United States District Court, N.D. California

August 28, 2019

TERESA HALE, Plaintiff,
v.
NATERA, INC., Defendant.

          ORDER DENYING DEFENDANT'S MOTION TO DISMISS RE: DKT. NO. 27

          MAXINE M. CHESNEY UNITED STATES DISTRICT JUDGE

         Before the Court is defendant Natera, Inc.'s ("Natera") Motion to Dismiss, filed June 18, 2019. Plaintiff Teresa Hale ("Hale") has filed opposition, to which Natera has replied. Having read and considered the papers filed in support of and in opposition to the motion, the Court rules as follows.[1]

         BACKGROUND

         In her complaint, Hale alleges she has a cellular phone number "for which [she] is charged for incoming calls and text messages." (See Compl. ¶ 35.) Hale alleges that, on April 25, 2018, she received the following text message on her cellular phone:

Natera received a test order from your doctor! Track your test in our Patient Portal (https://my.natera.com/users/signup) using Case ID 1777499. Reply STOP to opt out.

(See Compl. ¶ 1 and Ex. 1.) Hale further alleges she "knew nothing about" such a test and "had never heard of" Natera (see id.), let alone provided Natera "consent" to send her text messages (see Compl. ¶ 34). According to Hale, Natera "utilized" an "automatic telephone dialing system" ("ATDS") to send her the above-quoted text message. (See Compl. ¶¶ 12, 27.)

         Based on the above-cited allegations, Hale asserts Natera violated the Telephone Consumer Protection Act ("TCPA").

         LEGAL STANDARD

         Dismissal under Rule 12(b)(6) of the Federal Rules of Civil Procedure "can be based on the lack of a cognizable legal theory or the absence of sufficient facts alleged under a cognizable legal theory." See Balistreri v. Pacifica Police Dep't, 901 F.2d 696, 699 (9th Cir. 1990). Rule 8(a)(2), however, "requires only 'a short and plain statement of the claim showing that the pleader is entitled to relief.'" See Bell Atlantic Corp. v. Twombly, 550 U.S. 544, 555 (2007) (quoting Fed.R.Civ.P. 8(a)(2)). Consequently, "a complaint attacked by a Rule 12(b)(6) motion to dismiss does not need detailed factual allegations." See id. Nonetheless, "a plaintiff's obligation to provide the grounds of his entitlement to relief requires more than labels and conclusions, and a formulaic recitation of the elements of a cause of action will not do." See id. (internal quotation, citation, and alteration omitted).

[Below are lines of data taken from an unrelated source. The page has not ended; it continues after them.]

PR #2046, opened 2018-05-01
Add the current locale to the cache key for searches/browse categories.

jkeck:
I believe this is causing browse category titles to be cached and not changed when switching locales on the browse category landing page.


cbeer:
Hm. I'm surprised something like that isn't part of the default.

jkeck:
Most of our caching happens on the admin side, so I don't think we typically see it.

jkeck:
Just tested this out in our stage environment

## Before

before

## After

after

PR #11, opened 2015-02-12
Make key wrap more generic

csstaub:
This makes the key wrap implementation the `josecipher` subpackage more generic, so that it can be used with block ciphers other than AES.


csstaub:
R: @dgalling @alokmenghrajani

alokmenghrajani:
lgtm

         In analyzing a motion to dismiss, a district court must accept as true all material allegations in the complaint and construe them in the light most favorable to the nonmoving party. See NL Indus., Inc. v. Kaplan, 792 F.2d 896, 898 (9th Cir. 1986). "To survive a motion to dismiss, a complaint must contain sufficient factual material, accepted as true, to 'state a claim to relief that is plausible on its face.'" Ashcroft v. Iqbal, 556 U.S. 662, 678 (2009) (quoting Twombly, 550 U.S. at 570).

         DISCUSSION

         Under the TCPA, it is unlawful to "make any call (other than a call made for emergency purposes or made with the prior consent of the called party) using any automatic telephone dialing system . . . to any telephone number assigned to a . . . cellular telephone service . . . for which the called party is charged for the call." See 47 U.S.C. § 227(b)(1).[2] The TCPA defines an ATDS as "equipment which has the capacity - (A) to store or produce telephone numbers to be called, using a random or sequential number generator; and (B) to dial such numbers." See 47 U.S.C. § 227(a)(1). The Ninth Circuit has interpreted such definition as comprising two types of equipment, specifically, equipment that has the capacity "to store numbers to be called" and "to dial such numbers," as well as equipment that has the capacity "to produce numbers to be called, using a random or sequential number generator" and "to dial such numbers." See Marks v. Crunch San Diego, LLC, 904 F.3d 1041, 1052 (9th Cir. 2018).[3]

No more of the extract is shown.